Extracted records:
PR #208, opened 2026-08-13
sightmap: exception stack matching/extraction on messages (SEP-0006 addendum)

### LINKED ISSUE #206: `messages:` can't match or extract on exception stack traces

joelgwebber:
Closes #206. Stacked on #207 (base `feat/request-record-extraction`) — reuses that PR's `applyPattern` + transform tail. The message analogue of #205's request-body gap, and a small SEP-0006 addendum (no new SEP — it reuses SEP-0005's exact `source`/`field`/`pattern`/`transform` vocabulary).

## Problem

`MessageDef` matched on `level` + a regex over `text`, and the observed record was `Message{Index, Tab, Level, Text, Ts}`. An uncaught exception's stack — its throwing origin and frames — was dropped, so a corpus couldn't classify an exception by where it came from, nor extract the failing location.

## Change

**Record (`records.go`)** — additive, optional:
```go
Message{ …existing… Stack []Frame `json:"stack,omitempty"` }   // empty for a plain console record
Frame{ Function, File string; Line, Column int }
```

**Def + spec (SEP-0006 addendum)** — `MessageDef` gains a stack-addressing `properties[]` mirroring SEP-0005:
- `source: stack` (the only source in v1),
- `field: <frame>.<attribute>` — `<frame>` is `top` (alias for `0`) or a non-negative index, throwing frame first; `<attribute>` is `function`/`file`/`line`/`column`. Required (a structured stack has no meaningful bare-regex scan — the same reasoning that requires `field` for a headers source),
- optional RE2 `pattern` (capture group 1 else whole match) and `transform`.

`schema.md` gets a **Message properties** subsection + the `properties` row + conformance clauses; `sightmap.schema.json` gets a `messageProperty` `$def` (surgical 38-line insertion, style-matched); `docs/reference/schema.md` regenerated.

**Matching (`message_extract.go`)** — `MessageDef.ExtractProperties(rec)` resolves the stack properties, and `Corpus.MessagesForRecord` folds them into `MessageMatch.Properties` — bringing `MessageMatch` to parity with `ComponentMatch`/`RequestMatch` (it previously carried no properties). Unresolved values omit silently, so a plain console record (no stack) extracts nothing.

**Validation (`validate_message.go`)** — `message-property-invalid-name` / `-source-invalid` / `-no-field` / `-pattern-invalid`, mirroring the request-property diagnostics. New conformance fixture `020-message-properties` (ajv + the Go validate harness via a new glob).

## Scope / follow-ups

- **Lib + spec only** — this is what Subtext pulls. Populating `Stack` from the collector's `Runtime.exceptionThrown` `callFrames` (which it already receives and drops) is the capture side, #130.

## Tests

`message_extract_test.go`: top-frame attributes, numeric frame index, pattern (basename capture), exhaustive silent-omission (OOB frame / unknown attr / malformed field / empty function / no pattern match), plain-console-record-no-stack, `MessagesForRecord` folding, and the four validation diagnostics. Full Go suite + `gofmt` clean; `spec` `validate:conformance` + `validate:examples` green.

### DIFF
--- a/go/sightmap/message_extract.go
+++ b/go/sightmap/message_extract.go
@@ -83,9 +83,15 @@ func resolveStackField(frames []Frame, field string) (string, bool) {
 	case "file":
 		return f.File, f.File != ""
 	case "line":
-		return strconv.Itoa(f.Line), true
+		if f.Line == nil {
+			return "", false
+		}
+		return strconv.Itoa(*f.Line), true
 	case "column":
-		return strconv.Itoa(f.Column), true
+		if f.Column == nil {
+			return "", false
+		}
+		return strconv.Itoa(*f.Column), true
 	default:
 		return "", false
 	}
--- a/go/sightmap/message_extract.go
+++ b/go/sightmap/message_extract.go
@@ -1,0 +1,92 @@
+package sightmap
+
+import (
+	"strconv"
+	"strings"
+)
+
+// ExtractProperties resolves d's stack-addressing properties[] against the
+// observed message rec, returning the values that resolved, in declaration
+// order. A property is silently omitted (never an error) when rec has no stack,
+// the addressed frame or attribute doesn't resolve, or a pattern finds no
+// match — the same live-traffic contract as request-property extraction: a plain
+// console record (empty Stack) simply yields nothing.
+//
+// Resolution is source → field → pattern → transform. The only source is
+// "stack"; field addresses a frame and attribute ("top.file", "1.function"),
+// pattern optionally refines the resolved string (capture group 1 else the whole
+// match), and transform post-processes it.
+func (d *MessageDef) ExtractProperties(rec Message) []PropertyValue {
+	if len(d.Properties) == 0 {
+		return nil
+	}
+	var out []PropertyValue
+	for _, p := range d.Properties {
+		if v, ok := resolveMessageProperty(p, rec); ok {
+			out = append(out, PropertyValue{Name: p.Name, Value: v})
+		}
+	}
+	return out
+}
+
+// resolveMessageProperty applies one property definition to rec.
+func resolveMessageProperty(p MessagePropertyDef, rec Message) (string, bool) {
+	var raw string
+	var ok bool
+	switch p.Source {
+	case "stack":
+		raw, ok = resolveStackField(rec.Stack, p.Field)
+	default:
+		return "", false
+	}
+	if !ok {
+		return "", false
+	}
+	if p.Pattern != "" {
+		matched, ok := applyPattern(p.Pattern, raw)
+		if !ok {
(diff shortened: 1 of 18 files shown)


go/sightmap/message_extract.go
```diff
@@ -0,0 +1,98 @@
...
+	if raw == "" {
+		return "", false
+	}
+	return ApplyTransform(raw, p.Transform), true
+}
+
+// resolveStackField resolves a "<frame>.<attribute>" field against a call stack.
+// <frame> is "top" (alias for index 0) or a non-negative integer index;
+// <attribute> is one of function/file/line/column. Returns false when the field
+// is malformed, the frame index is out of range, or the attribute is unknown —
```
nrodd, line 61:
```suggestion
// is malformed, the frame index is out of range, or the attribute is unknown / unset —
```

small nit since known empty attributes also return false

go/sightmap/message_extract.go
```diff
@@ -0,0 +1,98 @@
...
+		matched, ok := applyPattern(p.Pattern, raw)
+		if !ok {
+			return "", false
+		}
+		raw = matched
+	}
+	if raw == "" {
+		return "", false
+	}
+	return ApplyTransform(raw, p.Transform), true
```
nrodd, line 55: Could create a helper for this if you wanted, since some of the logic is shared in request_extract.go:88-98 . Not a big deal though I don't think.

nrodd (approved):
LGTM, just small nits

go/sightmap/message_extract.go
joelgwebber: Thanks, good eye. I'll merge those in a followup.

■ **TASK DETAILS**:
Search the entries for "against" and copy out each line that has it.

■ **ANSWER SECTION**:
+// ExtractProperties resolves d's stack-addressing properties[] against the
+// resolveStackField resolves a "<frame>.<attribute>" field against a call stack.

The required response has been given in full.